For an accounting concept that sounds friendly, goodwill raises hackles between investors and companies.
After decades of debate, investment analysts and chief financial officers still do not agree how to treat this bookkeeping legacy from takeover deals. The debate might sound arcane but it matters to financial analysis, and therefore to investors. For some corporates, especially acquisitive ones, goodwill can make up half or more of their total assets.
Goodwill records the excess paid for an enterprise over its net asset value when one company buys, or merges with, another. This premium ends up on the balance sheet among intangible assets once the deal completes.
The US arbiter of accounting principles, the Financial Accounting Standards Board, and the International Accounting Standards Board, are now considering changes to answer critics of this long-held accounting practice.
Before 2002 in the US, and 2004 internationally, goodwill on the balance sheet was usually just reduced over time through an annual charge to profits. Since then, however, finance departments have had to test the worth of goodwill annually recorded on the books. If it has declined, this must be recorded and reflected in the profit and loss statement. This so-called impairment test has been the form for the past two decades.
But the method is not popular with everyone. Corporates see these tests as overly complicated and costly, particularly for acquired companies long since integrated. Investors and analysts dislike them for other reasons.
Occasionally, goodwill tests have led to huge hits to profits. Recall that US food group Kraft Heinz wrote down its goodwill by over $15bn for the final quarter of 2018 — pushing the company deep into loss for the full year. The move confirmed that Heinz had overpaid for Kraft in its merger three years earlier.
These types of profit implosions do not affect operating cash flow, but do cause earnings volatility. Some analysts prefer predictable reductions of goodwill to grenades going off in a company’s accounts several years after an acquisition.
They favour a steady reduction, or amortisation as it is known, of goodwill. This method would prevent what happens today: goodwill growing in size relative to other intangible and fixed assets, which are reduced in value over time. Currently, the FASB is sympathetic to a return to amortisation (over a ten year period); the IASB less so.

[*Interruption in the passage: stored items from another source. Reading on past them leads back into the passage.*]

PR #773, opened 2021-02-27
Undeprecate cmp

botant:
# Pull Request Check List

- [x] Removed **tests** for cmp deprecation warning.

### DIFF
--- a/src/attr/_make.py
+++ b/src/attr/_make.py
@@ -17,6 +17,7 @@ from ._compat import (
     isclass,
     iteritems,
     metadata_proxy,
+    new_class,
     ordered_dict,
     set_closure_cell,
 )
@@ -2916,7 +2917,8 @@ def make_class(name, attrs, bases=(object,), **attributes_arguments):
     if user_init is not None:
         body["__init__"] = user_init
 
-    type_ = type(name, bases, body)
+    type_ = new_class(name, bases, {}, lambda ns: ns.update(body))
+
     # For pickling to work, the __module__ variable needs to be set to the
     # frame where the class is created.  Bypass this step in environments where
     # sys._getframe is not defined (Jython for example) or sys._getframe is not
--- a/src/attr/_make.py
+++ b/src/attr/_make.py
@@ -195,7 +195,6 @@ def attrib(
 
     :param cmp: Setting to ``True`` is equivalent to setting ``eq=True,
         order=True``. Can also be set to a ``callable``.
-        Deprecated in favor of *eq* and *order*.
     :type cmp: a `bool` or a `callable`.
 
     :param Optional[bool] hash: Include this attribute in the generated
@@ -251,7 +250,8 @@ def attrib(
     .. versionadded:: 19.2.0 *eq* and *order*
     .. versionadded:: 20.1.0 *on_setattr*
     .. versionchanged:: 20.3.0 *kw_only* backported to Python 2
-    .. versionchanged:: 21.1.0 *eq* and *order* also accept a custom callable.
+    .. versionchanged:: 21.1.0 *eq* and *order* also accept a custom callable
+    .. versionchanged:: 21.1.0 *cmp* undeprecated
     """
     eq, eq_key, order, order_key = _determine_attrib_eq_order(
         cmp, eq, order, True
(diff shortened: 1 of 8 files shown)


botant:
Not sure which changelog file I should add. I thought it was 773, but there is already a 787.

src/attr/_make.py
```diff
@@ -2605,10 +2595,8 @@ def from_counting_attr(cls, name, ca, type=None):
     @property
     def cmp(self):
         """
-        Simulate the presence of a cmp attribute and warn.
+        Simulate the presence of a cmp attribute.
         """
-        warnings.warn(_CMP_DEPRECATION, DeprecationWarning, stacklevel=2)
```
hynek, line 2610: I've been thinking and I think we should keep this deprecation.

The behavior of cmp is rather muddy, because it's a derivation of eq and order.

Now cmp becomes the officially blessed way of setting eq and order but this attribute doesn't make sense to me.

Especially because it returns a bool, while eq and order can be callables.

Does that make sense to you?

botant: I can see where you're coming from.  We have three arguments: `eq`, `order` and `cmp`, so one of them is redundant for sure.  At the same time, `eq` and `order` aren't entirely *clean*, because `order` requires `eq`.

My preference would be to undeprecate `cmp` to avoid `attr.ib(eq='str.lower', order='eq.lower')`. I think `attr.ib(cmp='eq.lower')` feels and looks a bit nicer.

For the record, in my applications I will use `attr.ib(eq=key_func(... ), order=False)`. Very often `order` won't make sense with complex objects. In fact, I'm a lot more annoyed by `order` being `True` by default than I am by `cmp` vs `eq`.

Having said that, I completely understand that `cmp` deprecation has been on the cards for a long time, and that undeprecating it may feel like a regression.  Happy to follow your lead.

hynek: I think/hope we've misunderstood each other!

What I mean is that we should undeprecate cmp for `attr.s`/`attr.attrs` (and add it to `attr.define` for that matter, but that's a different PR) since it's syntactic sugar for setting eq/order and very useful.

---

But I want to remove it eventually from the Attribute class. That's why I've commented specifically on the change in the cmp property.

botant: Oh I see, you want to keep the deprecation specifically in the `cmp` property of `Attribute` - not else where? Sorry, my bad.  Would we keep it in `Attribute`'s `init`?

> Especially because it returns a bool, while eq and order can be callables.

`eq` and `order` are also booleans. The callables are stored under `eq_key` and `order_key`.

botant: Do we need a new deprecation text?

```python
_CMP_DEPRECATION = (
    "The usage of `cmp` is deprecated and will be removed on or after "
    "2021-06-01.  Please use `eq` and `order` instead."
)
```

hynek: If it's not used, probably not?

hynek: > Would we keep it in Attribute's init?

You mean the deprecation? Yes. I would like to remove cmp from Attribute for good eventually. I want it only to be a syntactic sugar, nothing more.

hynek:
> Not sure which changelog file I should add. I thought it was 773, but there is already a 787.

I'm confused, what is about 787? :) Your correct issue number is 773 so make it `773.deprecation.rst`

Don't spend too much time on it, I will edit it anyways because I need to add some apologies.

src/attr/_make.py
botant: All done (I think). Apologies for the confusion.

botant:
> I'm confused, what is about 787? :) Your correct issue number is 773 so make it `773.deprecation.rst`

Done.

botant:
Out of curiosity, what is keeping us from removing `cmp` from `Attribute`'s `init`? As far as I understand, attributes are not supposed to be instantiated manually, and `cmp` is already not used there anyway.

How about the property? Is it even possible to quantity the amount of damage that would be caused if we removed it?

Just curious to understand how you manage breaking changes.

hynek:
> Out of curiosity, what is keeping us from removing `cmp` from `Attribute`'s `init`? As far as I understand, attributes are not supposed to be instantiated manually, and `cmp` is already not used there anyway.

Yes, but people have historically done so nevertheless. :(

> How about the property? Is it even possible to quantity the amount of damage that would be caused if we removed it?

It's not! Which is why SemVer is bullshit (blog post incoming) but I'm trying to be extra careful and diligent.

They're both gonna move on to a better place in June.

> Just curious to understand how you manage breaking changes.

Poorly, but I'm trying my best. :)

hynek (approved):

hynek:
Thanks!

botant:
I'll submit another PR with the helper function soon.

However, without a regular assessment of this intangible asset, financial analysts really cannot be sure of a company’s true worth. Theoretically, without a proper valuation of goodwill, CFOs would have a free pass to overstate the value of their assets, argues accountancy analyst Sue Harding.
Screen out non-financial US listed companies with market values over $100m and one finds 341 for which goodwill alone makes up at least a third of total assets, according to Bloomberg data. Much depends on the sector. Media and software technology companies can have more intangible assets, some of which is goodwill. But this list also includes large manufacturers. But this list also includes large manufacturers such as Procter & Gamble and Thermo-Fisher, a maker of medical equipment. In Europe this screening produces Anheuser-Busch InBev, for which goodwill makes up over half of assets.
Big cuts to goodwill can also affect the net asset value of an enterprise. But at least this occurs after a test of the goodwill’s value. Smoothing via amortisation masks any decline in the performance of the purchased companies. It assumes goodwill is a wasting asset, too, as with heavy equipment. That is debatable, and even the FASB says it does not wish to see impairment tests completely disappear.
Frankly, adding another adjustment to earnings, an annual goodwill charge, will only make messy earnings reports worse. Regulators generally do not accept goodwill as reducing income tax expense, so more charges would only amplify net earnings volatility. Already investors often ignore a company’s reported earnings, based on local accounting principles, in favour of adjusted figures.
Given all this, it may be best to leave a properly performed goodwill impairment test method in place, however much CFOs complain about the expense and complication. Amortisation would provide zero insight on company performance. Maintaining the annual discipline of goodwill assessment is a good thing for governance and investors.